Increasing the fluence increases the depth of the demarcation line, substantially increasing the treatment volume and the biomechanical power of crosslinking itself [20,26,29].

It was demonstrated [30,31,32] that the influence of CXL is characterized by a mechanism-based strain energy function, which not only explicitly depends on the density of the cross-links (as a function of the corneal thickness and UVA irradiation dose), but also relies on the discrepant distribution of cross-links in the proteoglycan matrix and along the fibers. The inflation test experimental data for the IOP-apex displacement relationships of porcine cornea at different irradiation doses of 2.7 J/cm2, 8.10 J/cm2 and 10.8 J/cm2, respectively, showed good collimation between the predicted and simulated results, thus addressing that at the same value of IOP, the apex displacement of corneal materials after cross-linking is obviously much smaller than that without cross-linking. The simulated results are able to predict the macroscopic IOP apex displacement relations as a function of the UVA irradiation dose. Therefore, the cornea after CXL can better resist the geometrical deformation when stimulated by the increase in IOP and the apex displacement further becomes smaller with the increasing irradiation dose, and is determined by the inhomogeneous increment of cross-link density from the anterior layer of the corneal stroma. For the depth-dependent density of the cross-links, the increment rate of the cross-link density with the irradiation dose was the fastest in the anterior cornea stroma and the highest at 10.8 J/cm2. Therefore, the gradient change in the material strength became increasingly obvious for the cross-linked corneas with a comparatively high value of irradiation dose. The finite element analysis provided at increasing irradiation doses proved that the increase in the cross-link density at a comparatively high value of irradiation dose could help improve the material strength, thus increasing the fluence not only provides an increased depth in the demarcation lines, but an increased cornea resistance that is crucial in Epi-On treatments. These clinical and experimental observations confirmed that the way to go for Epi-On CXL treatments is to find a balance between the riboflavin concentration and higher fluence between 8.1 and 10.8 J/cm2 [30,31,32,33].

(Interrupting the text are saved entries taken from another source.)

PR #694, opened 2016-08-22
Change ontology term identifier

david4096:
Ontology terms had an ambigious 'id' field and description. This PR renames the field to term_id to remove the confusion over the role of the field, as well as improves the comment for its proper use. A field 'term_uri' has been added that allows one to specify the full URI for a term if it is available.

Closes #621 #165

PR #711, opened 2016-09-09
Biosample sample characteristics

david4096:
Reopened from #710 to remove extraneous commits. @mbaudis if you're happy with it you can close the other.

> This PR addresses the need for a different structure and naming of the Biosample.disease attribute:

>there has been consensus in the metadata task team that an attribute name of disease is misleading in the context of Biosample and should be reserved for the individual object level
a Biosample can use a number of ontologies, e.g. for patho-histology, anatomic location, tissue type ...; see also the discussion at #707
> The renaming to sample_characteristics is in line with the use e.g. at GEO; however, the sample_ prefix may not be strictly necessary. Alternatives welcome.

### DIFF
--- a/doc/source/api/biometadata.rst
+++ b/doc/source/api/biometadata.rst
@@ -37,7 +37,7 @@ Attribute             Notes
 *name*                * a human readable object label/identifier
                       * not to be used for referencing
 *description*         * additional, unstructured information about this BioSample
-*disease*             * OntologyTerm annotating the disease of the sample
+*sample_characteristics*             * List of OntologyTerm objects annotating the biological characteristics (e.g. anatomic location, patho-histology) of the sample
 *individualId*        * the *id* of the *Individual* this BioSample was derived from
 *created*             * the time the record was created, in ISO8601
 *updated*             * the time the record was updated, in ISO8601
--- a/src/main/proto/ga4gh/bio_metadata.proto
+++ b/src/main/proto/ga4gh/bio_metadata.proto
@@ -76,8 +76,15 @@ message BioSample {
   // The "description" attributes should not contain any structured data.
   string description = 4;
 
-  // OntologyTerm describing the primary disease associated with this BioSample.
-  OntologyTerm disease = 5;
+  // Zero or more OntologyTerm objects describing characteristics of this
+  // Biosample. These should not be used to annotate general characteristics
+  // of the individual this Biosample was derived from.
+  // Example: In a Biosample comprised of leukemic blasts from an individual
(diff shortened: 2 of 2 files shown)


david4096:
Copying response from #710:

This makes sense: to have a tag-bag field that strictly represents Ontology Terms, although the semantic context of those terms can be lost if no name is provided.

Please also consider the approach of allowing tagging via Ontology Term (and others) in a generic attributes field by upgrading the info field. This would allow a data curator to define named tag bags on a biosample with some more context without adding new named fields to the message. This replaces the info field and both approaches are not exclusive. PR for this feature here.

I'm +1 for this approach as it solves the immediate issue of specifying tissue type for TCGA data.

mdmiller53:
+1 for the merge

sarahhunt:
+1 Looks good to me.

david4096:
Seconding my +1. When loading the TCGA biosamples it appears some are labeled with more than one disease, making the singly valued `disease` field not especially helpful!

mbaudis:
So merge depending on the integration team. @david4096 @kozbo?! (If no objections to the attribute's name).

mcourtot:
Hi @david4096,

We talked further with @mbaudis and would like to propose replacing the *sample_characteristics* attribute with the *characteristics* object, with structure:

characteristics: [
      {
      description: “squamous cell carcinoma, base of tongue, stage 2”,
      type: phenotype (could be organism, disease...)
      repeated OntologyTerm ontologyTerms: [
          {
        ontologyId:  “http://purl.obolibrary.org/obo/DOID_0050865”,
        term:  “tongue squamous cell carcinoma”,
        },
        {
        ontologyId: “http://purl.obolibrary.org/obo/UBERON_0006919”,
        term:  “tongue squamous epithelium”,
        },
        {
        ontologyId:  “http://purl.obolibrary.org/obo/UBERON_0010033”
        term:  “posterior part of tongue”,
        },
        ],
      }
]

where each ontologyTerm is simplified in the above, but would in fact be the OntologyTerm structure as we agreed on at https://github.com/ga4gh/schemas/pull/694/files (and include version and source).

david4096:
Neat! That's certainly a more flexible way of describing characteristics! Could you take a look at https://github.com/ga4gh/schemas/pull/700 ? I believe it is attempting to perform a similar facility and would apply across the API. The additions you've made from what I can tell are restricting the characteristics to ontology terms, and providing a description and controlled vocabulary for the `type`.

mbaudis:
Following the discussions at Vancouver: Closing this in favour https://github.com/ga4gh/schemas/pull/725.

PR #698, opened 2016-08-24
G2p

dcolligan:
Merge of G2P into master

@bwalsh

PR #712, opened 2016-09-12
Bio metadata age

mbaudis:
This PR introduces an `Age` object, to address both quantitative and qualitative encoding of age (-like) data points, which has been a recurring topic in G2P and metadata.

Please see also the discussion at https://github.com/ga4gh/schemas/pull/698/files/11402061293da9dbd77327c7439f4ce7dd60c086#r78443366


david4096:
@mbaudis I presume you would like to add this field to the Individual message?

mbaudis:
@david4096 This was thought as a proposal for a prototype `Age` object, addressing the G2P problems as well as the needed (pre-configured in metadata branch, maybe different names etc.) 

* bio_metadata.Biosample.age_at_collection
* bio_metadata.Individual.diseases.age_of_onset

... etc. attributes. The need to do both OT & quantitative is consensus; here is a suggestion to get this finally done.

And yes, this impacts the G2P merge & the associated methods.

mbaudis:
@david4096 ... so, no, it is not part of Individual but general metadata; however, I dropped this into `bio_metadata.proto` since for the bio context. G2P currently does not seem to import this, only `metadata.proto`?!

kozbo:
I suggest that we put this on the list of items for the next round of G2P. It is not critical for basic functionality of a first release so I don't suggest that we hold the merge of #698 for this.

mbaudis:
@kozbo I agree that this should not block G2P; it can be discussed independently. We just have to make progress in the general schema but also to keep things aligned; and this PR also serves as a reminder of it.

From the metadata side, the next step is to use `Age` with various use case driven object implementations.

As a technical note: From the metadata side the attempt to do a "metadata branch" has totally failed to move the schema forward, and this is not due to a lack of structured content from MTT. Therefore now: Identifying required pieces & developing them one-by-one (we have so many thought-out concepts, which basically haven't changed over the last 1-2 years; so it is not an issue of untested ideas).

mbaudis:
@kozbo @david4096 This has now been amended with an implementation of `Age` for the `Biosample` object (`individual_age_at_collection`).

mbaudis:
@kozbo @david4096 Can we pick this up again? Also, not sure if the re-numbering of `info` is o.k.; so probably have to fix this?

david4096:
Closing in favor of https://github.com/ga4gh/ga4gh-schemas/pull/849

PR #713, opened 2016-09-14
update version to master-SNAPSHOT

bwalsh:
* No fixes or functionality changes
* Sets pom `version` tag for downstream activities (compliance)


bwalsh:
Cancelling after requirement clarification

PR #714, opened 2016-09-14
set schema version to 0.6.0-SNAPSHOT

bwalsh:
* No fixes or functionality changes
* Sets pom version tag for downstream activities (compliance)


david4096:
+1 thanks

Our preliminary functional and morphological data in a new Epi-On study protocol with chemically enhanced riboflavin solutions and 10 J/cm2 fluence in progress at the Siena CXL Center, Italy, are showing promising evidence of better results.

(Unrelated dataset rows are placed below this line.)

PR #720, opened 2016-10-03
Added proto file for all services.

dkucsc:
When running swagger-codegen to generate server code, it only accepts 1 input file.

So if you want to a single server to handle multiple services, one method is to put all your services into 1 file.

This means that we'll have to keep this all_services.proto file up-to-date with any changes to any *.proto file, but this shouldn't be too expensive (they don't change frequently).

### DIFF
--- a/src/main/proto/ga4gh/all_service.proto
+++ b/src/main/proto/ga4gh/all_service.proto
@@ -1,0 +1,1231 @@
+syntax = "proto3";
+
+package ga4gh;
+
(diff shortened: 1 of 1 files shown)


david4096:
I've found this useful. Can you update it to include the g2p functionality?

david4096:
Closing, however, the feature is noted in the issue https://github.com/ga4gh/schemas/issues/776

PR #728, opened 2016-10-25
Allow descriptor type 12

david4096:
The doc generation process was broken due to an uncaught exception.

Fixes the currently breaking build. @dcolligan @bwalsh @saupchurch


david4096:
Thanks @mbaudis , it was a comment whitespace problem :/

As of now, the patient categories suggest that in the clinical practice of this novel protocol of treatment for corneal ectasia, young adults over 26 year of age are treated in both eyes, even conducted on the same day to reduce the burden of time and organization for both the patient and surgeon, and young adults over the age of 21 but only in the eye with less advanced keratoectasia.

This treatment protocol can possibly be repeated if the progression of the ectasia restarts during the follow-up, still keeping the advantages of Epi-On procedures, that is to say, virtually absent risks of infection and uncontrolled corneal scarring.

In patients affected by progressive keratoconus who are less than 21 years of age, the gold standard of treatment still remains an accelerated continuous light 9 mW 5.4 J/cm2 Epi-OFF CXL [4].

Further studies, larger patient cohorts, and parameter implementations are necessary to improve the efficacy of epithelium preserving CXL protocols, making it highly effective, more accessible, and feasible in outpatient modality.

Moreover, enhanced Epi-On CXL paves the way to a total prophylactic use of CXL, allowing us to become active providers instead of awaiting the loss of corneal resistance and visual decay, also in forme fruste keratoconus (FFKC) and suspicious ectasia cases, changing our current mindset.